Der Begriff trägt aber auch zur Vorstellung bei, Marx habe bei seinem Tod eine geschlossene Lehre hinterlassen. Doch schon der Blick auf ausgewählte „Marxismen“ zeigt, dass das nicht stimmt. Im Gegenteil: Marx hinterlässt zwar eine umfassende, aber eben eine unvollständige und auch in sich widersprüchliche Kritik und Analyse der kapitalistischen Gesellschaft.
Auch weil Vieles lange unveröffentlicht ist, versuchen verschiedene Personen, Parteien und Bewegungen die Leerstellen und Lücken zu schließen. So erschaffen sie neue „Marxismen“. Oft beziehen sie sich inhaltlich eng aufeinander, andere grenzen sich bewusst ab.

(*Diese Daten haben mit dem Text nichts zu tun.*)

PR #8724, opened 2026-09-03
Add a shadow column to the state row

jeanschmidt:
* #8729
* #8728
* #8727
* #8726
* #8725
* __->__ #8724
* #8723
* #8722

**Impact:** the `misc.greenlight_pr_state` write path; no reader behaviour change yet
**Risk:** high — the DDL is hand-applied and the replicator auto-deploys, so ordering matters

## What
`misc.greenlight_pr_state` gains a `shadow` Bool. Migration `005` adds it to the live table,
the clickhouse-replicator-s3 adapter declares it, and every writer now has to state a value:
`shadow` is a required keyword on `emit_row` and on both marker writers, with no default
anywhere on the path. Every caller passes `false` — nothing derives or reads the column yet.
A new schema-sync test pins the three artifacts that have to agree on the column order, and
the greenlight test workflow starts watching the replicator's tree so an adapter-only edit
cannot ship without them.

## Why
The column is the storage half of shadow mode: a marker on rows whose evaluation carries no
authority. It lands on its own, ahead of anything that writes a `true`, so the schema change
can be applied and verified against production before any behaviour depends on it.

`shadow` has no default because an unstamped row reads as authoritative — Dr. CI renders it
and the merge gate honours it. A forgotten argument must be a `TypeError` at the call site,
not a silent downgrade.

The schema-sync test exists because this contract has no build-time link and fails silently.
The replicator's insert is positional (`SELECT *, (bucket, key) AS _meta`), so the writer's
JSONEachRow field order, the adapter's schema string, and the table DDL are one contract in
which order matters as much as membership. A skew raises `NUMBER_OF_COLUMNS_DOESNT_MATCH`,
which `general_adapter` swallows into `errors.gen_errors` — a table nothing alerts on. The
only symptom is rows quietly ceasing to arrive.

# Notes
**Apply the DDL before merging this.** The replicator Lambda auto-deploys on merge to main,
and its adapter gains the matching column here. Between a deployed adapter and an unmigrated
table, every insert fails with `NUMBER_OF_COLUMNS_DOESNT_MATCH` and is swallowed into
`errors.gen_errors`; state rows simply stop landing, with no alert. The writer must not run
ahead of the adapter either — `input_format_skip_unknown_fields = 1` means a `shadow` field
the adapter does not declare is dropped without an error.

Verify with a `system.columns` query for `(database = 'misc', table = 'greenlight_pr_state',
name = 'shadow')` rather than assuming any file under `greenlight/sql/` reflects the live
table. Missed objects are replayable from `s3://gha-artifacts/greenlight_pr_state/`.

### DIFF
--- a/greenlight/sql/005_alter_greenlight_pr_state_add_shadow.sql
+++ b/greenlight/sql/005_alter_greenlight_pr_state_add_shadow.sql
@@ -1,0 +1,40 @@
+-- Hand-applied to the live misc.greenlight_pr_state by clee2000/huydhn; automated DDL is
+-- disallowed. Metadata-only ALTER, no data rewrite.
+--
+-- `shadow` marks a row whose evaluation carries no authority: greenlight neither approves the
+-- PR nor lets Dr. CI render the state. It is a stored column rather than a status prefix so the
+-- scan's dedup and next-run-id reads keep matching on `status` unchanged.
+--
+-- Unlike 004, this column is NOT added to the sorting key, which is what makes both modifiers
+-- legal here: ClickHouse rejects a default expression only on a column being appended to the
+-- sort key, and IF NOT EXISTS only forecloses a later MODIFY ORDER BY. DEFAULT false backfills
+-- every existing row as authoritative, which is what they were.
+--
+-- AFTER emit_id, not at the end: `_meta` must stay the last ordinary column, because the
+-- replicator inserts positionally (`SELECT *, (bucket, key) AS _meta` in general_adapter). The
+-- matching `shadow` Bool in greenlight_pr_state_adapter
+-- (aws/lambda/clickhouse-replicator-s3/lambda_function.py) sits in the same position, and that
+-- Lambda auto-deploys on merge to main -- so this DDL must be applied FIRST. Between the two,
+-- inserts fail with NUMBER_OF_COLUMNS_DOESNT_MATCH, which general_adapter swallows into
+-- errors.gen_errors; missed objects are replayable from s3://gha-artifacts/greenlight_pr_state/.
+--
+-- The writer must not run ahead of the adapter either: input_format_skip_unknown_fields = 1
+-- means a `shadow` field the adapter does not declare is dropped without an error.
+--
+-- Two torchci readers reference `shadow` unconditionally in WHERE, and both deploy to Vercel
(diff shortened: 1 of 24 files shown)


huydhn (approved):
LGTM!

greenlight/sql/005_alter_greenlight_pr_state_add_shadow.sql
```diff
@@ -0,0 +1,40 @@
...
+-- errors.gen_errors; missed objects are replayable from s3://gha-artifacts/greenlight_pr_state/.
+--
+-- The writer must not run ahead of the adapter either: input_format_skip_unknown_fields = 1
+-- means a `shadow` field the adapter does not declare is dropped without an error.
+--
+-- Two torchci readers reference `shadow` unconditionally in WHERE, and both deploy to Vercel
+-- on merge to main -- so they, too, must not run ahead of this DDL:
+--   * torchci/clickhouse_queries/greenlight_pr_states/query.sql -- Dr. CI's Green Light render;
+--   * torchci/pages/api/greenlight/pr_state.ts -- the /api/greenlight/pr_state route.
+-- Against a table without the column the route's query raises and the handler returns 500.
```
izaitsevfb, line 28: flagging inconsistency. is it addressed in the later prs?

---

<details>
<summary>🟡 The migration header, the cheatsheet and the new `state.py` docstring all say the two torchci readers filter `shadow` today; neither does at this commit. (ai-generated section)</summary>

`torchci/clickhouse_queries/greenlight_pr_states/query.sql` and `torchci/pages/api/greenlight/pr_state.ts` are untouched by this PR, and at this head neither `WHERE` clause mentions `shadow` — the filtering presumably arrives with a later entry in this stack. All three notes state it in the present tense, and the migration header builds an instruction on it: "Apply this DDL and verify the column is live BEFORE merging either reader". An operator following that at merge time has no reader to hold back, and no way to tell from the tree whether the note is premature or stale. Writing the three as what the later stack entries will do keeps the runbook checkable against the code.

<sub>Reviewed by codex gpt-5.6-sol + claude-fable-5 at xhigh effort, against d3adfcd46.</sub>

</details>

izaitsevfb (approved):
lgtm, let's make sure the schema update happens before deployment.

Der Marxismus-Leninismus ist eine Lehre, die auf Marx und Lenin aufbaut, um sich gegen andere Strömungen der Zeit zu behaupten. Das Konzept bekennt sich zum Historischen Materialismus als historischem Ablaufschema und erhebt den Anspruch, die wissenschaftliche Weltanschauung der Arbeiterklasse zu sein. Die Staatsdoktrin vieler kommunistischer Länder ist gekennzeichnet durch: den Ausschluss von friedlich-evolutionären Übergängen, die „Diktatur des Proletariats“ als Kern des sozialistischen Staats- und Gesellschaftssystems im Übergang von Kapitalismus zum Kommunismus, die Notwendigkeit einer politischen Avantgarde, die die Arbeiterklasse anführt, und ein sozialistisches Wirtschaftssystem. Der ML erzeugt die Illusion einer geschlossenen Welterzählung.
Leo Trotzki trägt mit gnadenloser Härte zum Sieg der Bolschewiki nach 1917 bei. Im Kampf um Lenins Nachfolge unterliegt er Stalin, der ihn daraufhin bis zu seiner Ermordung im mexikanischen Exil 1940 verfolgen lässt. Im Gegensatz zu Stalin meint Trotzki, dass eine „Weltrevolution“ die ganze Welt vom Kapitalismus befreien müsse, damit der Sozialismus und der Kommunismus erfolgreich sein können. Zunächst den Sozialismus in einem Land, der Sowjetunion, zu verwirklichen, reiche angesichts des weltweiten Einflusses des Kapitalismus nicht aus. Der Begriff „Trotzkismus“ wird durch Stalin zum Kampfbegriff gegen politische Gegner.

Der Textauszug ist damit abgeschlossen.